* [Material for this task]
* * *

PR #138, opened 2023-08-22
Out of stock UPDATED

Turkidev:
when the product is out of stock show it in the store


CorwinDev:
Please only edit the neccesary code, not anything else

Turkidev:
see this now

PR #142, opened 2023-08-23
Show hostname and ip for proxmox

Turkidev:
this pr will add ip and hostname if its proxmox server


CorwinDev:
So you want users to open that file to edit the ip?
And why not adding it to the proxmox view?

Turkidev:
the admin after setting the ip he can add it to the panel
here is better

PR #149, opened 2023-09-14
Some UI changes, new paymenter version is available for download notify

mscodepl:
image


mscodepl:
Only for admin, shows throughout the panel, if not now clicked it disappears for 12 hours

app/Console/Kernel.php
mscodepl, line 1: use App\nCheckUpdates; has been removed in the new commit :P

PR #169, opened 2023-10-18
Improvements

ProgyNL:
Improving dutch language


CorwinDev:
Why removing so much language strings from en.json?

ProgyNL:
> Why removing so much language strings from en.json?
First time using pull request. Didn't remove anything i just updated it.

PR #281, opened 2023-12-03
[Spanish] Updated es.json with the latest strings from master.

mendozal:
I created a development environment and I ran:
npx laravel-language-extractor --theme default 

And:

- Translated the new added strings from the master branch. 
- Made a few fixes.

To the es.json file.


mendozal:
I'm creating another pull request with these fixes + solution for settings tabs translation

PR #329, opened 2024-01-07
Remove check to not return free product invoices. 

NoPantsMcDance:
Already checks if the total is 0 in the cronjob, this check is redundant and will cause a loop if you try to invoice free products as it will never return an already existing invoice for a free product


ProgyNL:
If im not wrong, the removed part (what you did) belongs to invoice_items and the other part from cronjob is controlling the invoice itself.

The removed part sends an 'signal' to cronjob that there is no charge so its need to be marked as paid when orderProduct sends 0, otherwise it would be pending and the customer received an email to pay $0 i guess?

PR #366, opened 2024-02-04
Color errors red and no longer make use of the `$DEFAULT_URL` variable.

prplwtf:
Currently there are two variables for defining the release URL for the `update.sh` script assigned the following values:

`$URL` https://github.com/paymenter/paymenter/releases/latest/download/paymenter.tar.gz
`$DEFAULT_URL` https://github.com/paymenter/paymenter/releases/latest/download/paymenter.tar.gz

When `$URL` is empty, the value of `$DEFAULT_URL` gets assigned to `$URL`, but this never happens unless made completely empty by editing the file rendering a specific "if" statement completely useless.

The changes made in this pull request will instead throw an error when `$URL` is empty, which only happens if a user would edit the file and remove the value of `$URL`. I've also colored errors red because why not.

### DIFF
--- a/update.sh
+++ b/update.sh
@@ -60,7 +60,7 @@ if [ -t 0 ]; then
         fi 
     fi
     
-    if [ -z $INSTALL ]; then
+    if [ -z "$INSTALL" ]; then
         read -p "Are you sure you want to run the upgrade process for your Panel? [y/N]: " -r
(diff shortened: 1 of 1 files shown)


prplwtf:
Somehow this includes my previous pull request for some reason. It should be fine because I merged the changes from previous commits to this file as well, but it's still strange.

PR #370, opened 2024-02-07
add fr lang

turnbass-hyzux:


CorwinDev:
Please dont translate "Paymenter" to "payeurs" just keep it Paymenter

PR #375, opened 2024-02-18
Local development environment.

ChecksumDev:
Working on Arch Linux, need testing on other systems before merge, but I'm fairly positive it will work.


ChecksumDev:
Not sure why this pushed here, ignore.

PR #402, opened 2024-03-23
Fixed Timezone Issue

Sarthak-07:


CorwinDev:
Please read it from settings

Sarthak-07:
My settings had Asia/Kolkata since starting but it keeps saying UTC, well adding this fixed the issue for me.....

PR #408, opened 2024-03-30
Update Danish Translations

PhillipEis:
I've updated alot of the translations in them, both missing and miss worded


Justman100:
@CorwinDev

PR #257, opened 2016-03-31
[build]: added DoD for aarch64 repositories on Debian

mmohring:
Added a mapping for aarch64 architecture which is called arm64 in the Debian meta data.


mmohring:
With this change for example Debian 8 on aarch64 works in a DoD descriptor:

`<download arch='aarch64' url='http://ftp.de.debian.org/debian/jessie/main' repotype='deb'>`

PR #265, opened 2016-05-27
fix macro expansion for macros without curly braces

StefanBruens:
Parametrized macros without curly braces consume all remaining arguments
until end-of-line.

Fixes evaluation of e.g "%define foo() %1", which caused "Use of
initialized value $line in ..." due to dereference of uncaputured $2.


mlschroe:
Thanks!

PR #269, opened 2016-06-09
Fix dpkg force all

jblunck:
Since dpkg 1.18.5 (Debian 9) --force-all implied --force-script-chrootless which will execute the maintainer scripts outside of the chroot even if they don't support that.

This fixes the installation of the chroot on Debian 9.

### DIFF
--- a/build-pkg-deb
+++ b/build-pkg-deb
@@ -21,6 +21,25 @@
 #
 ################################################################
 
+#
+# A wrapper around chroot to set the environment correctly for dpkg and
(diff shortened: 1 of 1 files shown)


mlschroe:
Sorry, those directory changes are not pointless. They are a workaround for some version of fileutils that doesn't do a 'chdir /' when doing a 'chroot /' call.
Please remove that commit from the pull request.

jblunck:
I've pulled the chdir into the deb_chroot helper and added a comment.

PR #275, opened 2016-06-22
Add architecture-specific sources extract for Arch Linux

AlexTalker:
Since PKGBUILD support architecture-specific sources, this is required for properly support some of them. Only 2 architectures supported officially.

### DIFF
--- a/Build/Arch.pm
+++ b/Build/Arch.pm
@@ -91,6 +91,9 @@ sub parse {
   push @{$ret->{'deps'}}, @{$vars{'checkdepends'} || []};
   push @{$ret->{'deps'}}, @{$vars{'depends'} || []};
   $ret->{'source'} = $vars{'source'} if $vars{'source'};
+  # Maintain architecture-specific sources for officially supported architectures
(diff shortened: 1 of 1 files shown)


AlexTalker:
Here's a testing with a bit of Dumper on STDERR.
https://gist.github.com/7fd27be0f8c59e6fb8b138480ef60f30
All data used by default is only PKGBUILD. I did test it only using download_file service and build since develop properly environment for whole thing might be too long with my slow internet connection. I hope that you will soon merge this PR and roll on build.opensuse.org. Thank you for the amazing useful build service!

AlexTalker:
Here's an example of same PKGBUILD(except verison and hashes, I guess) which doesn't build on current obs https://build.opensuse.org/package/show/home:alextalker:aur/firefox-aurora

AlexTalker:
Can you pull this fix, please?

mlschroe:
Thanks!

AlexTalker:
@mlschroe thank you too! :smile: Could you please notify me when the fix will be rolled on build.opensuse.org?

PR #278, opened 2016-07-04
[ArchLinux] Set up the default packager information

ItachiSan:
Default is the OpenSUSE Open Build Server.
I wrote this unaware if the packager information are available somewhere as variable.


adrianschroeter:
Correct name would be "openSUSE Build Service"

adrianschroeter:
we should not hardcode the packager in the code here. In rpm case we use the %packager macro, which can be defined in OBS project configs. We should do something similar in ARCH case.

ItachiSan:
@adrianschroeter just to know, this `packager` information is available as... environment variable?
Because I can probably set the value properly then in the proper script.

PR #279, opened 2016-07-09
Don't forget of architecture-specific dependencies

ItachiSan:
Right now, the build system ignores them and this is not really nice.
This should do the trick (not sure, I'm learning Perl fixing stuff here almost).


mlschroe:
(I changed the code to only add deps of the matching architecture.)

ItachiSan:
@mlschroe you did well, I don't know Perl so thanks a lot :D

PR #280, opened 2016-07-09
Use source information properly

ItachiSan:
All information needed are present in the comment in the code.

Obviously, feel free to ask if something is not clear :smile:

### DIFF
--- a/Build/Arch.pm
+++ b/Build/Arch.pm
@@ -203,9 +203,11 @@ sub query {
     s/:.*// for @suggests;
     $ret->{'suggests'} = \@suggests if @suggests;
   }
-  # arch packages don't seem to have a source :(
-  # fake it so that the package isn't confused with a src package
-  $ret->{'source'} = $ret->{'name'} if defined $ret->{'name'};
+  # Keep consistent to Arch style; refer to sources as the upstream sources
+  # The 'source' array is always defined and referred to sources needed for building the package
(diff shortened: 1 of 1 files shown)


Build/Arch.pm
```diff
@@ -203,9 +203,11 @@ sub query {
...
     $ret->{'suggests'} = \@suggests if @suggests;
   }
-  # arch packages don't seem to have a source :(
-  # fake it so that the package isn't confused with a src package
-  $ret->{'source'} = $ret->{'name'} if defined $ret->{'name'};
+  # Keep consistent to Arch style; refer to sources as the upstream sources
+  # The 'source' array is always defined and referred to sources needed for building the package
+  $ret->{'source'} = $ret->{'source'} || [];
+  push @{$ret->{'source'}}, @{$ret{'source_i686'} || []};
+  push @{$ret->{'source'}}, @{$vars{'source_x86_64'} || []};
```
adrianschroeter: $vars should be $ret ?

mlschroe:
The current code can't deal with $ret->{'source'} being an array. It's not important for OBS, anyway. It's pretty much just used as a marker that this is not a source package.

ItachiSan:
I still think is should be nice to have such an information.
Also, from what I've understood, the 'source' variable holds the upstream sources and it could also download them, as `makepkg` does (a feature currently unavailable on OBS).

PR #283, opened 2016-08-01
Consider the "Icon" tag in Rpm::parse

marcus-h:
This is needed by https://github.com/openSUSE/obs-service-source_validator/pull/39


marcus-h:
I just updated the PR/commit - new description:
Consider the Icon tag and fixed detection of Source, Patch and Url tags

Source, Patch and Url tags can also appear in the preamble of a
subpackage.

* * *

* [Task to carry out]
Which lines above include the string "well"? Show them.

* [Response]
Somehow this includes my previous pull request for some reason. It should be fine because I merged the changes from previous commits to this file as well, but it's still strange.
My settings had Asia/Kolkata since starting but it keeps saying UTC, well adding this fixed the issue for me.....
@mlschroe you did well, I don't know Perl so thanks a lot :D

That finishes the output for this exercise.